▸ **Task material**
PR #7439, opened 2026-01-16
Add tests for low-frequency suffixes in Dense ZeroTrie

IshaanXCoder:
This PR addresses #7302 

Implements suffix-frequency pruning to exclude rare suffixes from the dense matrix representation of ZeroAsciiDenseSparse2dTrie.

### DIFF
--- a/utils/zerotrie/tests/dense_test.rs
+++ b/utils/zerotrie/tests/dense_test.rs
@@ -82,12 +82,6 @@ fn test_basic() {
     let data_as_map = strings_to_2d_btreemap(BASIC_DATA, "/");
     let dense =
         ZeroAsciiDenseSparse2dTrieOwned::try_from_btree_map_str(&data_as_map, b'/').unwrap();
-
-    assert_eq!(
-        format!("{:?}", dense.as_borrowed()),
-        "ZeroAsciiDenseSparse2dTrieBorrowed { primary: ZeroTrieSimpleAscii { store: [196, 97, 101, 102, 105, 4, 8, 12, 114, 128, 47, 128, 110, 129, 47, 133, 114, 130, 47, 137, 116, 47, 73, 84, 141] }, suffixes: ZeroTrieSimpleAscii { store: [197, 65, 70, 73, 83, 85, 2, 4, 10, 12, 85, 128, 82, 129, 194, 82, 84, 1, 130, 131, 65, 132, 194, 75, 83, 1, 133, 134] }, dense: ZeroVec([65535, 0, 1, 65535, 2, 3, 4, 0, 1, 65535, 65535, 65535, 2, 3, 65535, 0, 65535, 65535, 1, 2, 3]), suffix_count: 7, delimiter: 47 }"
-    );
-
     check_data(&data_as_map, dense.as_borrowed(), true);
     let non_existent_data_as_map = strings_to_2d_btreemap(NON_EXISTENT_BASIC_DATA, "/");
     check_data(&non_existent_data_as_map, dense.as_borrowed(), false);


utils/zerotrie/src/dense.rs
```diff
@@ -171,6 +171,9 @@ impl<'a> ZeroAsciiDenseSparse2dTrieBorrowed<'a> {
             cursor.step(*b);
         }
         let row_index = cursor.take_value();
+        if cursor.is_empty() {
+            return row_index;
+        }
```
sffc: Issue: This is an unnecessary change that I believe is wrong.

utils/zerotrie/src/dense.rs
```diff
@@ -193,16 +196,21 @@ impl<'a> ZeroAsciiDenseSparse2dTrieBorrowed<'a> {
             return None;
         };
         let suffix_count = usize::from(self.suffix_count);
-        let Some(offset) = self.dense.get(suffix_count * row_index + column_index) else {
-            // The row and column indexes should be in-range
-            debug_assert!(false);
-            return None;
+        let index = row_index
```
sffc: Nit: Using checked_add and checked_mul is beneficial, but not related to the subject of this PR. Please split those changes to a separate PR.

utils/zerotrie/src/builder/dense.rs
```diff
@@ -185,24 +188,54 @@ impl ZeroAsciiDenseSparse2dTrieOwned {
...
+            .saturating_add(PERCENT_DENOMINATOR - 1)
+            .saturating_div(PERCENT_DENOMINATOR);
+        let min_prefixes = core::cmp::max(2, computed_min);
+        let mut dense_candidates: Vec<(&str, usize)> = suffix_prefix_count
+            .iter()
+            .filter(|(_, &count)| count >= min_prefixes)
+            .map(|(&suffix, &count)| (suffix, count))
+            .collect();
+
+        // If none meet the threshold, fallback to picking top-K by frequency.
```
sffc: If none meet the threshold, then I think we should just leave the dense matrix empty.

IshaanXCoder:
Hey @sffc thanks for the review, i've tested the code (didnt push the tests)

utils/zerotrie/src/dense.rs
IshaanXCoder: Alright I'll remove this

IshaanXCoder:
Hey @sffc , i've commited the changes, PTAL.

utils/zerotrie/src/dense.rs
IshaanXCoder: sure, i've created #7442 , working their on this.

sffc:
CC @s3arthak who previously worked on this in #7307

utils/zerotrie/src/dense.rs
```diff
@@ -193,16 +193,20 @@ impl<'a> ZeroAsciiDenseSparse2dTrieBorrowed<'a> {
...
```
sffc: Please remove the checked math from this PR. You should decouple these PRs.

utils/zerotrie/tests/dense_suffix_filter_test.rs
```diff
@@ -0,0 +1,149 @@
+// This file is part of ICU4X. For terms of use, please see the file
```
sffc: You added the tests to dense_test.rs but didn't remove dense_suffix_filter_test.rs

utils/zerotrie/tests/dense_suffix_filter_test.rs
```diff
@@ -0,0 +1,149 @@
...
+
+    // Non-existent lookups
+    assert_eq!(trie.get("en", "FR"), None);
+    assert_eq!(trie.get("nonexistent", "US"), None);
+}
+
+#[test]
+fn test_empty_dense_when_no_suffix_meets_threshold() {
+    // Create a dataset where NO suffix appears in enough prefixes to meet threshold.
+    // Dense matrix should be empty, all lookups use sparse path.
```
sffc: As suggested in https://github.com/unicode-org/icu4x/pull/7443#discussion_r2702663225:

> Suggestion: assert the `Debug` output of the trie, which encodes the values that went into sparse and the values that went into dense.

IshaanXCoder:
Hey @sffc , made the changes as per the review, PTAL.

utils/zerotrie/src/dense.rs
```diff
@@ -193,16 +193,16 @@ impl<'a> ZeroAsciiDenseSparse2dTrieBorrowed<'a> {
...
+        let Some(offset) = self.dense.get(index) else {
             debug_assert!(false);
             return None;
         };
         if offset == DenseType::MAX {
             // There is an entry in the dense matrix but it is a None value
             return None;
         }
-        Some(usize::from(offset) + row_value_offset)
+        usize::from(offset).checked_add(row_value_offset)
```
sffc: Again, please don't change this file in this PR. This PR should only be changing the builder, as well as adding tests.

utils/zerotrie/tests/dense_test.rs
```diff
@@ -175,3 +175,127 @@ fn test_dense_sparse_window_selection() {
...
+    // Each suffix appears in only one prefix (0% overlap)
+    data.entry("a").or_default().insert("s1", 1);
+    data.entry("b").or_default().insert("s2", 2);
+    data.entry("c").or_default().insert("s3", 3);
+
+    let trie = ZeroAsciiDenseSparse2dTrieOwned::try_from_btree_map_str(&data, b'/').unwrap();
+
+    assert_eq!(
+        format!("{:?}", trie.as_borrowed()),
+        "ZeroAsciiDenseSparse2dTrieBorrowed { primary: ZeroTrieSimpleAscii { store: [195, 97, 98, 99, 4, 8, 47, 115, 49, 129, 47, 115, 50, 130, 47, 115, 51, 131] }, suffixes: ZeroTrieSimpleAscii { store: [115, 195, 49, 50, 51, 1, 2, 128, 129, 130] }, dense: ZeroVec([]), suffix_count: 3, delimiter: 47 }"
```
sffc, line 246: This debug impl test is good since it shows that everything goes into the suffixes trie. Please add the debug impl test to the other cases in order to assert how many things go to dense vs sparse.

IshaanXCoder: Alright

utils/zerotrie/src/dense.rs
```diff
@@ -193,8 +193,8 @@ impl<'a> ZeroAsciiDenseSparse2dTrieBorrowed<'a> {
             return None;
         };
         let suffix_count = usize::from(self.suffix_count);
-        let Some(offset) = self.dense.get(suffix_count * row_index + column_index) else {
-            // The row and column indexes should be in-range
+        let index = row_index * suffix_count + column_index;
+        let Some(offset) = self.dense.get(index) else {
```
sffc: Sorry, why do you keep changing this file?

IshaanXCoder: I was trying out something else, mistakenly pushed this. reverting it, really sorry

IshaanXCoder: Yes, reverted it, my bad!

IshaanXCoder:
Sure i'll try to make a PR by tonight :)

IshaanXCoder:
@sffc just to be clear if we're on the same page, 
I'll Implement the suffix-frequency filtering in the builder and write tests for it and make a new PR, right?

Also should i wait to get #7439 #7443 merged and then make a PR to avoid merge conflicts in dense.rs
Other option being i'll start working on it in a new file and once above 2 PRs are merged, i'll add them to dense.rs itself

utils/zerotrie/tests/dense_test.rs
```diff
@@ -82,6 +82,12 @@ fn test_basic() {
     let data_as_map = strings_to_2d_btreemap(BASIC_DATA, "/");
     let dense =
         ZeroAsciiDenseSparse2dTrieOwned::try_from_btree_map_str(&data_as_map, b'/').unwrap();
+
+    assert_eq!(
+        format!("{:?}", dense.as_borrowed()),
```
robertbastian: issue: using the debug string representation for testing is brittle, it's not meant to be stable and makes refactoring a pain

robertbastian (changes requested):

utils/zerotrie/tests/dense_test.rs
IshaanXCoder: Made the commit, are we good to go?

robertbastian: I don't want you to delete the assertion. Can you find another way to check this?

▸ **About this task**
Would you return exactly, and only, the lines beginning at the one with "Also should i" and ending at the last line of the listing?

▸ **Finished task**
Also should i wait to get #7439 #7443 merged and then make a PR to avoid merge conflicts in dense.rs
Other option being i'll start working on it in a new file and once above 2 PRs are merged, i'll add them to dense.rs itself

utils/zerotrie/tests/dense_test.rs
```diff
@@ -82,6 +82,12 @@ fn test_basic() {
     let data_as_map = strings_to_2d_btreemap(BASIC_DATA, "/");
     let dense =
         ZeroAsciiDenseSparse2dTrieOwned::try_from_btree_map_str(&data_as_map, b'/').unwrap();
+
+    assert_eq!(
+        format!("{:?}", dense.as_borrowed()),
```
robertbastian: issue: using the debug string representation for testing is brittle, it's not meant to be stable and makes refactoring a pain

robertbastian (changes requested):

utils/zerotrie/tests/dense_test.rs
IshaanXCoder: Made the commit, are we good to go?

robertbastian: I don't want you to delete the assertion. Can you find another way to check this?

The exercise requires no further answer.